His comments echoed warnings from Smithfield Foods Inc., the world's No. 1 pork producer, and JBS SA, the biggest global meat company, that consumers are likely to see meat shortfalls.

Almost a third of U.S. pork capacity is down, and JBS said Sunday it will shutter another beef production facility in Wisconsin. Brazil, the world's No. 1 shipper of chicken and beef, saw its first major closure with the halt of a poultry plant, and key operations are also down in Canada, the latest being a British Columbia poultry plant.

While hundreds of plants in the Americas are still running, the staggering acceleration of supply disruptions is alarming. Taken together, the U.S., Brazil and Canada account for about 65% of world meat trade.

"It's absolutely unprecedented," said Brett Stuart, president of Denver-based consulting firm Global AgriTrends. "It's a lose-lose situation where we have producers at the risk of losing everything and consumers at the risk of paying higher prices. Restaurants in a week could be out of fresh ground beef."

Meat prices are surging on the supply disruptions. U.S. wholesale beef has surged to a record, and wholesale pork soared almost 30% last week.

Jersey Mike's Franchise Systems Inc., which has 1,750 stores across the U.S., is working with its ham supplier Clemens Food Group to ensure its supply of pork, something they sell quite a bit of in their sub sandwiches.

"We're backing it up already because of the coming -- we feel -- the coming shortages," said Peter Cancro, chief executive officer.

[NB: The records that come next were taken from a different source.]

PR #3060, opened 2018-09-14
jack2, bump version, remove bep file

Begasus:


Begasus:
Build is ok, but when packaging it ends up with:

  mimesetting files for package jack2_x86-1.9.10~git-1-x86_gcc2.hpkg ...
  creating package jack2_x86-1.9.10~git-1-x86_gcc2.hpkg ...
  heap size:                   813074
  TOC size:                      4707
  package attributes size:       1491
  total size:                  813154
  Warning: 'NoneType' object has no attribute 'split'

media-sound/jack2/jack2-1.9.10~git.recipe
```diff
@@ -0,0 +1,110 @@
...
+	python ./waf build
+}
+
+INSTALL()
+{
+	python ./waf build install
+
+	mkdir -p "$includeDir"
+	mv "$prefix"/include/jack/ "$includeDir"
+	rmdir "$prefix"/include
```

To be sure, some plants have restarted after testing workers and improving conditions, and most Brazilian facilities are still operating. Another point to consider: There haven't yet been big shutdowns in Europe. The European Union accounts for about a fifth of global meat exports, U.S. government data show.

It should be noted that the output from a plant where infection pops up doesn't pose health concerns because by all accounts covid-19 isn't a food-borne illness. Products from a farm or a production plant with a confirmed case can still be sent out for distribution.

But a production halt means that there are no new supplies.

And these shutdowns are happening at a time when global meat supplies were already tight. China, the world's top hog producer, has been battling an outbreak of African swine fever, which destroyed millions of the country's pigs. Plus the virus is hitting production after some meat companies had already taken steps to slow output because of the closure of restaurants around the world.

Total American meat supplies in cold-storage facilities are equal to roughly two weeks of production. With most plant shutdowns lasting about 14 days for safety reasons, that further underscores the potential for deficits.

Meanwhile, plants are also facing a labor crunch as employees fall ill. It's been reported that a large chicken-processing company was forced to kill 2 million of its birds earlier this month because of worker shortages.

It's hard to say exactly why the virus is spreading so fast among meat-plant employees. Some analysts have cited the fact that these are usually low-paying jobs that are often filled by immigrants and migrants. That means workers can live in cramped quarters, with sometimes more than one family sharing the same dwelling -- so if one person gets sick, the disease can spread quickly.

Employees are also in close proximity on the job, with the work on some processing lines being described as "elbow-to-elbow." Even if line speeds are slowed, workers spread out and shifts are staggered, there's still the chance of mingling in break rooms, hallways and shared transportation to often far-flung sites.